In the wake of Romney's epic debate performance last week, every national and swing state poll has shown significant movement toward the Republican candidate. This isn't unexpected. The polls in the swing states have long shown a very close race between Obama and Romney. The clear win Romney enjoyed from the debate ought to move the numbers in his direction.
What is surprising is that the Romney surge is showing up in even the bluest of the blue states. Two polls released yesterday showed Obama leading by only 3 points in Michigan. Two polls in Pennsylvania found Obama's lead fell to only 2-3 points. That these states seem competitive signals the damage Obama suffered from his horrible debate performance.

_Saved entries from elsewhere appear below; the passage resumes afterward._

PR #322, opened 2022-03-02
feat: implement FormStack and FormControl

xzdry:
1.  Implement  `FormStack` to control the overall form layout
2. Implement `FormControl`    

demo:
image
image
image

### DIFF
--- a/packages/arco-lib/src/components/Form/DragComponentTips.tsx
+++ b/packages/arco-lib/src/components/Form/DragComponentTips.tsx
@@ -1,0 +1,15 @@
+import { Typography } from '@arco-design/web-react';
+
+const DragComponentTips: React.FC<{ componentName: string }> = ({ componentName }) => {
+  return (
+    <Typography.Paragraph style={{ color: '#b2b2b2' }}>
+      Please drag{' '}
+      <Typography.Text bold style={{ color: '#777' }}>
+        {componentName}
+      </Typography.Text>{' '}
+      components here
+    </Typography.Paragraph>
+  );
+};
+
+export { DragComponentTips };
--- a/packages/arco-lib/src/components/Form/FormControl.tsx
+++ b/packages/arco-lib/src/components/Form/FormControl.tsx
@@ -1,0 +1,95 @@
+import { Form } from '@arco-design/web-react';
+import { ComponentImpl, implementRuntimeComponent, Text } from '@sunmao-ui/runtime';
+import { css, cx } from '@emotion/css';
+import { Type, Static } from '@sinclair/typebox';
+import { FALLBACK_METADATA, getComponentProps } from '../../sunmao-helper';
+import { FormControlPropsSchema as BaseFormControlPropsSchema } from '../../generated/types/Form';
+import { DragComponentTips } from './DragComponentTips';
+import { FormControlErrorMessage } from './FormControlErrorMessage';
+
+const FormControlPropsSchema = Type.Object(BaseFormControlPropsSchema);
+const BaseFormControl = Form.Item;
+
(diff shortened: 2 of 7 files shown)


packages/editor/package.json
```diff
@@ -34,6 +34,7 @@
     "@chakra-ui/icons": "^1.0.15",
     "@chakra-ui/react": "^1.7.1",
     "@emotion/css": "^11.7.1",
+    "@sunmao-ui/arco-lib": "^0.0.7-alpha.1",
```
tanbowensg, line 37: don't depend on alpha version, use 0.0.6

packages/arco-lib/src/components/Form/FormControl.tsx
```diff
@@ -0,0 +1,95 @@
...
+    ),
+  };
+
+  return (
+    <BaseFormControl
+      label={<Text cssStyle="display:inline-block" value={label} />}
+      ref={elementRef}
+      {...formControlProps}
+      {...cProps}
+      labelAlign={cProps.labelAlign as any}
```
tanbowensg, line 48: Why as any?

packages/arco-lib/src/components/Form/DragComponentTips.tsx
```diff
@@ -0,0 +1,15 @@
+import { Typography } from '@arco-design/web-react';
+
+const DragComponentTips: React.FC<{ componentName: string }> = ({ componentName }) => {
```
tanbowensg, line 3: Can we change name to `EmptyPlaceholder`? I think it is more proper.

packages/arco-lib/src/generated/types/Form.ts
```diff
@@ -0,0 +1,73 @@
...
+        category: PRESET_PROPERTY_CATEGORY.Layout
+    })
+}
+
+export const FormPropsSchema = {
+    layout: StringUnion(['horizontal', 'vertical', 'inline'], {
+        title: 'Layout',
+        category: PRESET_PROPERTY_CATEGORY.Layout
+    }),
+    childrenLayout: StringUnion(['vertical', 'horizontal'], {
```
tanbowensg, line 57: What's the difference between `childrenLayout` and `layout`?

tanbowensg (changes requested):

packages/arco-lib/src/generated/types/Form.ts
xzdry: I wanted to have each element in the `FormControl` on a separate line, but setting each `FormControl` individually would have been cumbersome, so I provided this property to be set uniformly in the `Form Stack`

packages/arco-lib/src/components/Form/FormControl.tsx
xzdry: Both `Form Stack` and `Form Control` can set this property, but when Form Control has a default value('right' or 'left'), the one on Form Stack will not work, so you can't set labelAlign uniformly for all Formcontrol
So I added an 'unset' that arco didn't have as a default value for `labelAlign`

packages/arco-lib/src/generated/types/Form.ts
xzdry: I wanted to have each element in the `FormControl` on a separate line, but setting each `FormControl` individually would have been cumbersome, so I provided this property to be set uniformly in the `Form Stack`

tanbowensg: I think that will be confusing. We'd better let the `FormControl` itselft to control its layout.

tanbowensg (approved):

Issue #313, opened 2022-02-28
Proposal: Custom Widget


MrWindlike:
## Demand Overview
We would allow component developers to customize the form widgets for the properties. And we may support these features for the widget:

- Registering Widgets
- Widget Props
- Using Other Widgets In The Custom Widget
- Using One Widget To Configure Multiple Properties
- Widget Options

### Registering Widgets
We should register the widgets like registering the components, traits, and so on. Thus we also define a spec for widgets to describe their information:
```typescript
interface WidgetSpec {
  version: string;
  metadata: {
    name: string;
  }
}
```

### Widget Props
The interface of props which would pass to widget component: 
```typescript
interface WidgetProps {
  // the property schema
  schema: Schema & EditorSchema;
  // the value of the property
  value: any;
  // runtime services
  readonly services: Service;
  // components in the editor
  readonly components: Component[];
  // the handler of value changed
  onChange: (value: any)=> void;
  // render the sub-property schema normally
  renderBySchema: ({schema: Schema, onChange: (value: any)=> void, value: any})=> ReactElement;
}
```

### Using Other Widgets In The Custom Widget
If component developers want to use other widgets for sub-properties, they can define the widgets in the sub-properties spec options and use `renderBySchema` function in the custom widget component.

In The following, I will show you an example of implementing a custom widget for the `Table` component's `column` property.

First of all, we should define the `column` property's spec.
```javascript
{
  "column": Type.Array(Type.Object({
    ...,
    // use the common widget by its type
    "key": Type.KeyOf(...),
    // use the another widget defined in spec options
    "handlers": Type.Object({}, { "widget": "EventHandler" }),
  }, {
    "widget": "TableColumn"
  }))
}
```
And then we should implement the widget component and call `renderBySchema` inside.
```jsx
function TableColumn (props) {
  const { schema, value, onChange, renderBySchema } = props;
  
  const onValueChange = (key, value)=> {
    onChange({
      ...value,
      [key]: value
    })
  }
  
  return (
    <div>
      {/* implement custom widget here */ }
      {/* use others widgets for some properties */ }
      { renderBySchema({ 
          schema: schema.properties.key, 
          value: value.key,
          onChange: (v)=> onValueChange('key', value) 
      }) }
      { renderBySchema({
          schema: schema.properties.handlers,
          value: value.handlers,
          onChange: (v)=> onValueChange('handlers', value) 
      }) }
    </div>
  )
}
```

[...]

PR #325, opened 2022-03-02
feat: custom widget

MrWindlike:
Changes:
- [x] Adding new `@sunmao-ui/editor-sdk` package
- [x] Adding ChakraUI components into the kit object and exporting it
- [x] Changing all the form widgets according to the proposal
- [x] Fix the editor crash problem when the default values are not right 

Ref ISSUE: https://github.com/webzard-io/sunmao-ui/issues/313


packages/editor/src/AppModel/AppModel.ts
```diff
@@ -12,6 +13,7 @@ import {
 import { genComponent } from './utils';
 
 export class AppModel implements IAppModel {
+  widgets: Record<string, Widget> = {};
```
tanbowensg, line 16: `AppModel` is the model of application schema. Widgets are not part of application schema, so they should not be registered here.

MrWindlike: OK, I will use a new model to manage the widgets.

packages/editor-sdk/package.json
```diff
@@ -0,0 +1,49 @@
...
+  "files": [
+    "dist",
+    "lib"
+  ],
+  "scripts": {
+    "build": "tsup src/index.ts --format cjs,esm,iife --legacy-output --no-splitting --clean --sourcemap --platform browser",
+    "typings": "tsc --emitDeclarationOnly",
+    "prepublish": "npm run build && npm run typings"
+  },
+  "dependencies": {
```
tanbowensg, line 21: add peer dependencies like other project.

packages/editor/package.json
```diff
@@ -34,8 +34,10 @@
     "@chakra-ui/icons": "^1.0.15",
     "@chakra-ui/react": "^1.7.1",
     "@emotion/css": "^11.7.1",
+    "@sinclair/typebox": "^0.21.2",
     "@sunmao-ui/chakra-ui-lib": "^0.2.0",
     "@sunmao-ui/core": "^0.4.0",
+    "@sunmao-ui/editor-sdk": "^0.5.0-alpha1",
```
tanbowensg, line 40: Did `editor-sdk` publish this version?

packages/editor/src/components/CodeEditor/CssEditor.tsx
```diff
@@ -1,6 +1,6 @@
 import React, { useEffect, useRef } from 'react';
 import CodeMirror from 'codemirror';
-import { Box } from '@chakra-ui/react';
+import { Box } from '@sunmao-ui/editor-sdk';
```
tanbowensg, line 3: I think we should not import `Box` and other chakra component from `editor-sdk`. Becase they are not widget, just common ui components.
And I don't think we will update these components in `editor-sdk`. 
Importing components from 2 packages is confusing.

packages/editor-sdk/src/types/widget.ts
```diff
@@ -0,0 +1,39 @@
+import React from 'react';
+import { JSONSchema7 } from 'json-schema';
+import { Component, ComponentSchema } from '@sunmao-ui/core';
+import { EditorServices } from './editor';
+
+export type Schema = Component<string, string, string, string>['spec']['properties'];
```
tanbowensg, line 6: It is JSONSchema7

packages/editor-sdk/src/types/widget.ts
```diff
@@ -0,0 +1,39 @@
...
+  widgetOptions?: WidgetOptions;
+  // category
+  category?: string;
+  weight?: number;
+  name?: string;
+};
+
+export type WidgetProps<WidgetOptions = Record<string, any>> = {
+  component: ComponentSchema;
+  schema: Schema & EditorSchema<WidgetOptions>;
```
tanbowensg, line 20: I guess here is actually spec. The spec of component properties.

packages/editor-sdk/src/types/widget.ts
```diff
@@ -0,0 +1,39 @@
...
+  services: EditorServices;
+  level: number;
+  value: any;
+  onChange: (v: any) => void;
+};
+
+export type WidgetOptions = {
```
tanbowensg, line 27: The name should be `Widget` according to the naming rule in `core`.

packages/editor-sdk/src/types/widget.ts
```diff
@@ -0,0 +1,39 @@
...
+  version: string;
+  metadata: {
+    name: string;
+  };
+  spec?: {
+    options?: JSONSchema7;
+  };
+};
+
+export type Widget<T = Record<string, any>> = WidgetOptions & {
```
tanbowensg, line 37: It should be `ImplementedWidget`

tanbowensg (changes requested):

packages/editor/src/components/CodeEditor/CssEditor.tsx
MrWindlike: But the `editor-sdk` should provide the same base editor UI components for developing widgets. Otherwise, the 
 widget developers need to use chakra UI in their projects.

Maybe change to `import { Box } from '@sunmao-ui/edtior-sdk/ui` could make it clear?

packages/editor/package.json
MrWindlike: Has not yet been, but the `lerna` would parse it as a local package. What version of `editor-sdk` should use here?

tanbowensg: 0.0.0 for now.

packages/editor/src/components/CodeEditor/CssEditor.tsx
tanbowensg: > Maybe change to import { Box } from '@sunmao-ui/edtior-sdk/ui could make it clear?
That will not help either. Since we don't have better idea, don't change it.

MrWindlike:
@tanbowensg OK. I think there is a problem with GitHub displaying the changes. After I solve the conflicts the changes become correct.

tanbowensg (approved):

The left and the media have consoled themselves with the notion that Kerry bested Bush in their first Presidential debate and that incumbent presidents often stumble in their first outing. While this is true, a failure to win a debate on points doesn't come close to describing Obama's epic failure last week. Yesterday, Gallup released a poll finding 72% of adults thought Romney won the debate while just 20% thought Obama won the debate. Romney's 52-point beat down of Obama is the largest gap ever recorded.
In contrast, Obama was judged the winner of all three debates against McCain.
We've reached the point in the election where you should ignore what the campaigns say and pay attention to what they do. Time is running out and tough decisions will have to be made. Where do they put their advertising dollars and, more precious, where do the candidates spend their time?
So, here's a tell: Paul Ryan is in Michigan today. The Romney campaign is at least tentatively making a play for the state. Over the next week, watch where Obama and Biden campaign and where the two parties put their ad money. If Michigan and Pennsylvania remain competitive, Obama's reelection is in trouble.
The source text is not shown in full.